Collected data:
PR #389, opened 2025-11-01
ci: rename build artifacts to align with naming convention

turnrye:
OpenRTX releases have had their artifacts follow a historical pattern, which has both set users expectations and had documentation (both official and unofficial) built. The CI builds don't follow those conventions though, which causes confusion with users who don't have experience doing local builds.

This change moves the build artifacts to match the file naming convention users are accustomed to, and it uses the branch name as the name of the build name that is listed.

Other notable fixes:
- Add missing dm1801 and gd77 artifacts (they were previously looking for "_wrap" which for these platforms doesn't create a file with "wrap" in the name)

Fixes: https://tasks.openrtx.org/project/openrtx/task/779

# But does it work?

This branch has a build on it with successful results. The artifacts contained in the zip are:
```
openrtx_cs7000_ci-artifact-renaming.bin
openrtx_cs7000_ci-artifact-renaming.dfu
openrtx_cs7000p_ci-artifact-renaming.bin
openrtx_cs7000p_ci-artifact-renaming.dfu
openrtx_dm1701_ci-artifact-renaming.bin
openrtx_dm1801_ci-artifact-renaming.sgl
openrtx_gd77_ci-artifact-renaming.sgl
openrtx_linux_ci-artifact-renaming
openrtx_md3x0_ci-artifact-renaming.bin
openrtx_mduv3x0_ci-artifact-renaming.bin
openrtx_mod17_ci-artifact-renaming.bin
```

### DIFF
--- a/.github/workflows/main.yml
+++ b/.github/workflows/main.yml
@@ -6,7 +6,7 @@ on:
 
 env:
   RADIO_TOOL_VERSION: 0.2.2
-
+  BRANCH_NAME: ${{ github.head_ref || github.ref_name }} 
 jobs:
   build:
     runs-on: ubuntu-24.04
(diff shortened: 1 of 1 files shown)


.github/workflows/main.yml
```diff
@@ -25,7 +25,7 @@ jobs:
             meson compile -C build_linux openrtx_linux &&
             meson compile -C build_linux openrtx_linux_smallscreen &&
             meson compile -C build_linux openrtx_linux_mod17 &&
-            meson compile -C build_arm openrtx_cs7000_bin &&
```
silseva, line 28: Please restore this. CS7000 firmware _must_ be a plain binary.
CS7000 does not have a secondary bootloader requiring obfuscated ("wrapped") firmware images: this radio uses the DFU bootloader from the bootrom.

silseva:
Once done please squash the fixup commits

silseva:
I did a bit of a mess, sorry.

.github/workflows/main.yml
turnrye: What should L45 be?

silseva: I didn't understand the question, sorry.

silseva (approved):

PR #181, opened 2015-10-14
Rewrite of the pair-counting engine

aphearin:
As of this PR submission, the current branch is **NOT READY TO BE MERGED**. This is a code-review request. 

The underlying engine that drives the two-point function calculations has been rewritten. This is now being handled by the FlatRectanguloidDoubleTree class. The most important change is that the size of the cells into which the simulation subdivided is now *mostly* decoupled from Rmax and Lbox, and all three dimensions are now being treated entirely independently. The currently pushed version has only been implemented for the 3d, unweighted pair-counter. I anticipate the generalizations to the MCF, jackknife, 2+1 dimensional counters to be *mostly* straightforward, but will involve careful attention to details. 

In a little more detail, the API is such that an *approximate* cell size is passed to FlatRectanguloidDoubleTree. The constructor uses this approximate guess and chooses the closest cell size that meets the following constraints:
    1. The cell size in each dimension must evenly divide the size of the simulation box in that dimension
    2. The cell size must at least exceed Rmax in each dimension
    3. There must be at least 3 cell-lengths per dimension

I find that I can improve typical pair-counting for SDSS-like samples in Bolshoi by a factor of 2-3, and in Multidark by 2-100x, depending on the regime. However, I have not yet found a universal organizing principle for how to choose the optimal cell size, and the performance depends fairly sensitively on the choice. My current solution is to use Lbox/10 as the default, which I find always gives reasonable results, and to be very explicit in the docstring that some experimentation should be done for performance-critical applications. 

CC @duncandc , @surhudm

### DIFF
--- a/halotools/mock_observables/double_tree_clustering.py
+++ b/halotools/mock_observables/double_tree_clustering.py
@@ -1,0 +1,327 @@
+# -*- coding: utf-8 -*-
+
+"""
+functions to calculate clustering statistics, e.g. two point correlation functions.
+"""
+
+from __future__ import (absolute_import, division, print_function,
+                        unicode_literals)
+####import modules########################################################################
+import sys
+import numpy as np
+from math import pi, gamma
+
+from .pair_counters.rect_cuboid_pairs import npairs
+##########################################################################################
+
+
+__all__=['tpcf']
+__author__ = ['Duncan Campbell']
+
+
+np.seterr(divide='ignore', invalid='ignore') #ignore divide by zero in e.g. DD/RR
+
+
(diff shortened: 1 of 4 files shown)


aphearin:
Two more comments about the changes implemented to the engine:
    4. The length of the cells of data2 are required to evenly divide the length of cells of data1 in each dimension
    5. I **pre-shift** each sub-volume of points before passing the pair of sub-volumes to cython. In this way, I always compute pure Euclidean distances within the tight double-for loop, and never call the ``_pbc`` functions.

TRY IT:
Starting with the first line of the entries and ending with the line that has "This change moves", copy each line exactly and add nothing.

EXERCISE OUTPUT:
PR #389, opened 2025-11-01
ci: rename build artifacts to align with naming convention

turnrye:
OpenRTX releases have had their artifacts follow a historical pattern, which has both set users expectations and had documentation (both official and unofficial) built. The CI builds don't follow those conventions though, which causes confusion with users who don't have experience doing local builds.

This change moves the build artifacts to match the file naming convention users are accustomed to, and it uses the branch name as the name of the build name that is listed.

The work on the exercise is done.